Excitonic properties of pi-conjugated acene ethynylene-bridged polymers from a trivial to a non-trivial insulating phase

In recent papers (Refs. [1]-[2]) it was shown that it is possible to observe a topological phase transition in 1D acene ethynylene-bridged polymers from a trivial to a non-trivial insulating phase as a function of the monomer acene size. Combining tight-binding, DFT and GW calculations they showed that such quantum phase transition was accompanied by a ethylenic-to-cummulenic transition in the molecular bridges between the acenes, and that the presence of a topological transition could provide a route to novel organic metals.
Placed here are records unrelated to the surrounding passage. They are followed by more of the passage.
PR #3716, opened 2023-07-27
nav2_behaviors: export all available plugins

DylanDeCoeyer-Quimesis:
It allows external packages to include those headers and create child classes through inheritance.

---

## Basic Info

| ------ | ----------- |

---

---

#### For Maintainers: 


SteveMacenski:
Why not simply adjust the cmake to export those headers as well?

DylanDeCoeyer-Quimesis:
> Why not simply adjust the cmake to export those headers as well?

Isn't it more conventional to place all exported headers in the "include" folder? I took inspiration from the `nav2_behavior_tree` directory.

SteveMacenski:
Fair enough. The headers probably don't belong where they are now in the `nav2_behaviors` package - that's that way for primarily historical reasons that I (apparently) never got to resolving :smile: 

Please resolve the merge conflict and I'll merge

SteveMacenski (approved):

PR #3692, opened 2023-07-11
Install nav2_behavior_tree utils outside of BUILD_TESTING

AadityaRavindran:
---

## Basic Info

| Info | Please fill out this column |
| ------ | ----------- |
| Ticket(s) this addresses   | https://github.com/ros-planning/navigation2/issues/3683 |
| Primary OS tested on | Ubuntu |
| Robotic platform tested on | Built with `--cmake-args "-DBUILD_TESTING=OFF"` and verified that `install/nav2_behavior_tree/include` contains the utils folder |

---

## Description of contribution in a few bullet points

- Moved nav2_behavior_tree/test/utils/ installs to be outside of BUILD_TESTING

## Description of documentation updates required from your changes

---

#### For Maintainers: 
- [ ] Check that any new parameters added are updated in navigation.ros.org
- [ ] Check that any significant change is added to the migration guide
- [ ] Check that any new features **OR** changes to existing behaviors are reflected in the tuning guide
- [ ] Check that any new functions have Doxygen added
- [ ] Check that any new features have test coverage
- [ ] Check that any new plugins is added to the plugins page
- [ ] If BT Node, Additionally: add to BT's XML index of nodes for groot, BT package's readme table, and BT library lists

Issue #3683, opened 2023-07-07
Exposing test utility headers for use in other packages


paulbovbel:
#### Feature description
While creating tests for internal behaviours, we've reused some of the handy utility helpers in https://github.com/ros-planning/navigation2/tree/main/nav2_behavior_tree/test/utils. However, since those headers are behind a BUILD_TESTING flag, they're not installed in binary distributions, and so aren't possible to use in tests from another source package. It would be great to find a way to make those reusable in other packages.

#### Implementation considerations
IMO there's basically two approaches here:
- install the test/utility headers regardless of BUILD_TESTING. This leaks those headers outside of a test builds, but.. it's just a few headers
- Create a ~nav2_test_utils type of package, that contains these test utils, is a test_depends for nav2_behavior_tree and other packages that require these kinds of utilities.
- Suboptimally nothing, and we can duplicate the headers in our test packages, for better or worse.

SteveMacenski:
I’d say option 1, should merge that PR a few hours after submission

PR #3718, opened 2023-07-27
Move nav2_behavior_tree test utils into the right folder

AadityaRavindran:
---

## Basic Info

| ------ | ----------- |
| Ticket(s) this addresses   | [#3683](https://github.com/ros-planning/navigation2/issues/3683) |
| Robotic platform tested on | Built with --cmake-args "-DBUILD_TESTING=OFF" and verified that install/nav2_behavior_tree/include contains the utils folder |

---

- The original PR https://github.com/ros-planning/navigation2/pull/3692 only worked if `--merge-install` wasn't used to build. Moving the test utils to it's own test/include/<package name> folder not only makes it comply with ros2 package standards, but also make this work with and without `--merge-install`
- Back port to iron is needed.

---

#### For Maintainers: 

### DIFF
--- a/nav2_behavior_tree/CMakeLists.txt
+++ b/nav2_behavior_tree/CMakeLists.txt
@@ -224,7 +224,7 @@ install(DIRECTORY include/
 )
 
 install(DIRECTORY test/utils/
-        DESTINATION include/utils/
+        DESTINATION include/${PROJECT_NAME}/utils/
 )
 
 install(FILES nav2_tree_nodes.xml DESTINATION share/${PROJECT_NAME})


SteveMacenski (approved):
Please ensure you properly test this time and mark this as ready for merging once ready (this is a draft)

SteveMacenski:
These file paths are totally nonsensical: https://github.com/ros-planning/navigation2/tree/35a0f6b8cd4bae1d023b5bd163b24d8485467443/nav2_behavior_tree/test/include/nav2_behavior_tree/utils

nav2_behavior_tree/CMakeLists.txt
```diff
@@ -223,8 +223,8 @@ install(DIRECTORY include/
   DESTINATION include/
 )
 
-install(DIRECTORY test/utils/
-        DESTINATION include/utils/
+install(DIRECTORY test/include/
```
SteveMacenski, line 226: Revert, there's no reason to have an `include` inside of the `test` directory. Utils is correct.

AadityaRavindran:
> Please ensure you properly test this time and mark this as ready for merging once ready (this is a draft)

Yes. I have the change active in the locus build farm. I have tested this locally with and without `--merge-install` but I will wait for the locus pipeline to finish and succeed before marking this as ready.

nav2_behavior_tree/CMakeLists.txt
AadityaRavindran: Actually, if you consider the include path in src, it is `package_name/src/include/package_name/header.hpp`.
Which installs to
- `ros2_workspace_dir/install/package_name/package_name/header.hpp` if `--merge-install` is used with colcon build.
- `ros2_workspace_dir/install/package_name/include/package_name/header.hpp` if `--merge-install` is absent.

Therefore, by adding an include directory in test, we ensure that the utils package installs to
- `install/nav2_behavior_tree/utils` instead of `install/utils` when `--merge-install` is used
- `install/nav2_behavior_tree/include/nav2_behavior_tree/utils` instead of `install/nav2_behavior_tree/include/utils/` when `--merge-install` is absent

SteveMacenski: This directory schema seems nonsensical to me and I see no other examples (e.g. rclcpp, moveit2) of this structure being used. The install rule you simply update from `utils` to `include`, so there should be little difference here if we just name it `utils`. I don't see why it wouldn't be possible to still have it appear in `install/nav2_behavior_tree/test/utils` if we set the destination in the install rule. I don't see why 

> install/nav2_behavior_tree/include/nav2_behavior_tree/utils instead of install/nav2_behavior_tree/include/utils/ when --merge-install is absent

is preferable.

SteveMacenski (approved):
Much better :smile:

PR #61, opened 2019-03-09
Times function por fdatabasis multiplication

manso92:


fda/basis.py
```diff
@@ -1991,6 +1991,52 @@ def copy(self, *, basis=None, coefficients=None, dataset_label=None,
...
+            (FDataBasis): FDataBasis object containing the multiplication
+
+        """
+        if isinstance(other, FDataBasis):
+
+            if not _same_domain(self.domain_range, other.domain_range):
+                raise ValueError("The functions domains are different.")
+
+            basisobj = self.basis.basis_of_product(other.basis)
+            neval = max(10 * max(self.nbasis, other.nbasis) + 1, 201)
```
vnmabus: I do not want magical numbers in code. If it is really neccessary, it should be a constant.

fda/basis.py
```diff
@@ -1991,6 +1991,52 @@ def copy(self, *, basis=None, coefficients=None, dataset_label=None,
...
+            (left, right) = self.domain_range[0]
+            evalarg = numpy.linspace(left, right, neval)
+
+            first = self.copy(coefficients=(numpy.repeat(self.coefficients,
```
vnmabus: What happens if both have only one sample? Why is that an special case?

manso92: If both has only one sample it will do well. Because this condition only looks if there is a fdatabasis that only has one sample it copies it to the samples of the other object. If both has only one sample, it will do nothing.

fda/basis.py
manso92: This file has other references to numbers like this. Should I make a function constan or a class constant?

vnmabus: File constant, I think.

fda/basis.py
```diff
@@ -1954,6 +1955,53 @@ def copy(self, *, basis=None, coefficients=None, dataset_label=None,
                           axes_labels=axes_labels, extrapolation=extrapolation,
                           keepdims=keepdims)
 
+    def times(self, other):
```
vnmabus: I prefer another name, such as product. Times can be misleading.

However, the optical properties of such polymers and the impact of the topological transition on their excitonic excitations were not discussed. In this work we study the excitonic properties of infinitely extended pi-conjugated acene ethynylene-bridged polymers by means of  self-consistent GW calculations and the solution of the Bethe-Salpeter equation both in the trivial and non-trivial quantum phase. We find that the optical band gap can be mechanically tuned to a great extent in the non-trivial topological phase, as can the excitonic dispersions of the singlet and triplet excitons. Other excitonic properties such as binding energies and oscillator strengths are found to vary in a highly non-monotonic way across the transition, and the effective band inversion in the non-trivial phase leads to striking effects in the real-space wave functions of the excitons that may provide a range of novel opportunities for optoelectronic applications.

[1] B. Cirera et al., Nature Nanotechnology 15, 437-443 (2020).

[2] H. Gonzàlez-Herrero et al., arXiv:2105.00025 [cond-mat.mes-hall] (2021).